/---

PR #42, opened 2022-01-19
Change CompositeLogger to return a proper value from the Writer function

eduardocfalcao:
I am adding the `CompositeLogger` capability to return multiple writers on the `Writer` function on this PR. 

To make it possible:
- I created a new struct, `multiWriteCloser` (to handle a `WriteCloser` slice as just one `WriteCloser`)
- Changed the return from the `Logger.Writer` function to `io.WriteCloser` (where it will be used, only need this interface).

### DIFF
--- a/examples/cmd/testapp/cmd/log.go
+++ b/examples/cmd/testapp/cmd/log.go
@@ -6,6 +6,7 @@ import (
 	"log"
 
 	"github.com/rstudio/platform-lib/pkg/rslog"
+	"github.com/sirupsen/logrus"
 	"github.com/spf13/cobra"
 )
 
@@ -20,7 +21,7 @@ func init() {
 	LogCmd.Flags().StringVar(&message, "message", "default message", "The message to log.")
 	CaptureLogCmd.Flags().BoolVar(&withMetadata, "withMetadata", false, "The option to turn on or off the metadata in the capturing logger")
 
-	RootCmd.AddCommand(LogCmd, CaptureLogCmd, CompositeLogCmd)
+	RootCmd.AddCommand(LogCmd, CaptureLogCmd, CompositeLogCmd, TestCompositeWriter)
 }
 
 var LogCmd = &cobra.Command{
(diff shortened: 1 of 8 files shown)


examples/cmd/testapp/cmd/log.go
```diff
@@ -61,9 +62,46 @@ var CompositeLogCmd = &cobra.Command{
...
+		logr.Out = w
+		finalLogger := rslog.LoggerImpl{
+			Logger: logr,
+		}
+
+		finalLogger.Infof("Testing multiwriter message 1")
+		finalLogger.Infof("Testing multiwriter message 2")
+		finalLogger.Infof("Testing multiwriter message 3")
+
+		w.Close()
```
eduardocfalcao, line 104: I'm having intermittent behavior here. Sometimes, the last message isn't logged in one or both outputs defined.

If I remove this close function call, it works smoothly. But as it can be called, I decided to point here to get some advice that could avoid that. On `Connect,` it will be called from inside the `util.CloseScope`. So I don't know if it is a problem that we can skip for a while.

jonyoder: This is because the writer returned by logrus scans for input in a goroutine: https://github.com/sirupsen/logrus/blob/master/writer.go#L51

I haven't looked at this in detail, but it looks like it'll be a bit difficult to be deterministic about when the writes actually happen.

jonyoder: To demonstrate some of the oddness, you can modify the multiwriter close with some additional logs and then run the example command:

```go
func (mw *multiWriteCloser) Write(p []byte) (n int, err error) {
	fmt.Printf("I have %d writers\n", len(mw.writeClosers))
	for i, w := range mw.writeClosers {
		fmt.Printf("handling writer %d\n", i)
		n, err = w.Write(p)
		if err != nil {
			return
		}
		if n != len(p) {
			err = io.ErrShortWrite
			return
		}
	}
	return len(p), nil
}
```

eduardocfalcao: Anyway, after new tests, I saw that I got the same behavior even after removing the `w.Close()` function call. 
Also, Logrus already handles when to close the writer. So maybe we don't need to care about it. 

At least on connect, it might not be a problem because the main process (who keeps the writer) will keep running after all stuff that needs the writer.

jonyoder: What's your use case in Connect? If you need to be deterministic about writing, then I think you should avoid using the `Writer()` method from logrus. But it sounds like it's likely not a big deal in this case.

aronatkins: @eduardocfalcao and I just chatted. We have this "stream to logger" flow that is used for our interactive process output. Really, it is only something that's in play for certain very narrow configurations. The use of `Writer()` from logrus is in-code, but not actively enabled.

We could definitely rewrite this integration to use a stream parser that logs each received line, rather than rely on the logger to do this parsing; we use this approach elsewhere. If we use a separate adapter, we could take control of its lifecycle and avoid the `Close()` race condition entirely.

The `Close()` race is unlikely to matter a ton in a real application, but is definitely confusing when seen in a demo application like this one.

eduardocfalcao: After conversing with Marcos, we decided not to follow up with the Writer function and handle it differently where we need it on Connect. I will close this PR, and I will remove the `Writer` function on Marcos PR. #39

\---

• **Exercise**
Retype each entry exactly, missing none.

• **Response area**
PR #42, opened 2022-01-19
Change CompositeLogger to return a proper value from the Writer function

eduardocfalcao:
I am adding the `CompositeLogger` capability to return multiple writers on the `Writer` function on this PR. 

To make it possible:
- I created a new struct, `multiWriteCloser` (to handle a `WriteCloser` slice as just one `WriteCloser`)
- Changed the return from the `Logger.Writer` function to `io.WriteCloser` (where it will be used, only need this interface).

### DIFF
--- a/examples/cmd/testapp/cmd/log.go
+++ b/examples/cmd/testapp/cmd/log.go
@@ -6,6 +6,7 @@ import (
 	"log"
 
 	"github.com/rstudio/platform-lib/pkg/rslog"
+	"github.com/sirupsen/logrus"
 	"github.com/spf13/cobra"
 )
 
@@ -20,7 +21,7 @@ func init() {
 	LogCmd.Flags().StringVar(&message, "message", "default message", "The message to log.")
 	CaptureLogCmd.Flags().BoolVar(&withMetadata, "withMetadata", false, "The option to turn on or off the metadata in the capturing logger")
 
-	RootCmd.AddCommand(LogCmd, CaptureLogCmd, CompositeLogCmd)
+	RootCmd.AddCommand(LogCmd, CaptureLogCmd, CompositeLogCmd, TestCompositeWriter)
 }
 
 var LogCmd = &cobra.Command{
(diff shortened: 1 of 8 files shown)


examples/cmd/testapp/cmd/log.go
```diff
@@ -61,9 +62,46 @@ var CompositeLogCmd = &cobra.Command{
...
+		logr.Out = w
+		finalLogger := rslog.LoggerImpl{
+			Logger: logr,
+		}
+
+		finalLogger.Infof("Testing multiwriter message 1")
+		finalLogger.Infof("Testing multiwriter message 2")
+		finalLogger.Infof("Testing multiwriter message 3")
+
+		w.Close()
```
eduardocfalcao, line 104: I'm having intermittent behavior here. Sometimes, the last message isn't logged in one or both outputs defined.

If I remove this close function call, it works smoothly. But as it can be called, I decided to point here to get some advice that could avoid that. On `Connect,` it will be called from inside the `util.CloseScope`. So I don't know if it is a problem that we can skip for a while.

jonyoder: This is because the writer returned by logrus scans for input in a goroutine: https://github.com/sirupsen/logrus/blob/master/writer.go#L51

I haven't looked at this in detail, but it looks like it'll be a bit difficult to be deterministic about when the writes actually happen.

jonyoder: To demonstrate some of the oddness, you can modify the multiwriter close with some additional logs and then run the example command:

```go
func (mw *multiWriteCloser) Write(p []byte) (n int, err error) {
	fmt.Printf("I have %d writers\n", len(mw.writeClosers))
	for i, w := range mw.writeClosers {
		fmt.Printf("handling writer %d\n", i)
		n, err = w.Write(p)
		if err != nil {
			return
		}
		if n != len(p) {
			err = io.ErrShortWrite
			return
		}
	}
	return len(p), nil
}
```

eduardocfalcao: Anyway, after new tests, I saw that I got the same behavior even after removing the `w.Close()` function call. 
Also, Logrus already handles when to close the writer. So maybe we don't need to care about it. 

At least on connect, it might not be a problem because the main process (who keeps the writer) will keep running after all stuff that needs the writer.

jonyoder: What's your use case in Connect? If you need to be deterministic about writing, then I think you should avoid using the `Writer()` method from logrus. But it sounds like it's likely not a big deal in this case.

aronatkins: @eduardocfalcao and I just chatted. We have this "stream to logger" flow that is used for our interactive process output. Really, it is only something that's in play for certain very narrow configurations. The use of `Writer()` from logrus is in-code, but not actively enabled.

We could definitely rewrite this integration to use a stream parser that logs each received line, rather than rely on the logger to do this parsing; we use this approach elsewhere. If we use a separate adapter, we could take control of its lifecycle and avoid the `Close()` race condition entirely.

The `Close()` race is unlikely to matter a ton in a real application, but is definitely confusing when seen in a demo application like this one.

eduardocfalcao: After conversing with Marcos, we decided not to follow up with the Writer function and handle it differently where we need it on Connect. I will close this PR, and I will remove the `Writer` function on Marcos PR. #39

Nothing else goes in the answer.